Mei 2015 – Saya ingin mengungkap kenapa Pancasila menjadi dasar negara.  Banyak ulama-ulama kita dan pemimpin-pemimpin agama lain yang salah faham. Dikiranya Pancasila itu menggantikan agama, dikiranya agama itu harus berhadap-hadapan dengan Pancasila padahal tidak seperti itu. Pancasila bukan agama, agama juga bukan Pancasila, Pancasila tidak boleh diagamakan dan agama tidak boleh dianggap sama dengan Pancasila. Karena Pancasila adalah hasil penggalian dari budaya yang ada di Indoneisa dari agama-agama dan kemudian menemukan titik temu pada penggalian tersebut.

Maka Pancasila hanya merupakan titik temu  pada perempatan persilangan budaya dan persilangan antar agama maka terumuskanlah Pancasila. Yang pertama masalah ketuhanan, dua masalah kemanusiaan, ketiga masalah persatuan, keempat masalah demokrasi, dan yang kelima adalah masalah keadilan sosial.

Sekarang ini banyak orang yang mengeluh kepada Pancasila. Mengeluhnya mungkin karena tidak mengerti atau mungkin tidak cocok atau mungkin karena tidak menghasilkan sesuatu untuk dirinya. Ada perubahan pada penerapan Pancasila. Ketuhahan Yang Maha Esa sekarang berubah menjadi keuangan yang maha kuasa . Semua harus diberi dengan uang sehingga partisipasi masyarakat hilang disebabkan karena hubungan transaksional, sedangkan hal yang seperti itu berbahaya.

Kemanusiaan yang adil dan beradab kenapa sekarang menjadi kekejian dimana-mana.

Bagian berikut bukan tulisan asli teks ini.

PR #301, opened 2016-04-26
Refer SDN plugin names and annotations by constants

pravisankar:
Remove unused GetName() from ovs controller and we already have
Name() to return the name of the sdn plugin if needed.


pravisankar:
@openshift/networking PTAL

danwinship:
LGTM

dcbw:
LGTM

PR #302, opened 2016-04-28
Ignore malformed IP in Node object

danwinship:
ought to fix https://bugzilla.redhat.com/show_bug.cgi?id=1320959

@openshift/networking PTAL


pravisankar:
LGTM

dcbw:
I feel like we should warn when this happens, or at least get clarification from upstream whether node.Status.Addresses is actually supposed to be filled in.

eparis:
I feel like there was something about dropping support for one of those node ip fields...  Although I think that was in pod now that I think about it...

Kenapa kemanusiaan itu menjadi kekerasan, bagaimana pergeseran gotong-royong kemudian menjadi bentrok antar kelompok. Persatuan indoneisa yang indah menjadi disintegrasi. Kenapa menjadi separatisme,  menjadi egois,  dan kenapa kelompok-kelompok itu mengkapling-kapling negara yang seharusnya kelompok dan partai itu menyanggah negara. Kenapa kemudian kekuasaan itu dikapling-kapling untuk kekuatan golongan dan bukan golongannya untuk kekuatan  negara.

Mungkin yang bertepuk tangan berpengalaman pada bidangnya, tapi kenapa mesti disekat-sekat. Kerakyatan yang dipimpin oleh hikmat kebijaksanaan dalam permusyawaratan dan perwakilan kenapa menjadi ilitisme. Kenapa permusyawaratan menjadi demo dimana-mana, kenapa perwakilan lepas dari kelompok yang diwakilinya. Begitu juga dengan keadilan sosial. Keadilan sosial kalau dirinci ada keadilan hukum, keadilan ekonomi,  keadilan politik, keadilan kesempatan kerja, keadilan diperlakukan hak sama sebagai warga negara apapun agamanya dan apapun budayanya, lalu kemana itu semua. Sekarang hukum tunduk kepada ekonomi, yang seharusnya sarjana hukum menegakkan hukum tapi kenapa banyak sarjana hukum yang masuk hukuman. Kenapa hukum menjual pasar dan menjualnyapun tawar-menawar. Mengapa mafia hukum harus diberantas dengan mafia yang lain lagi.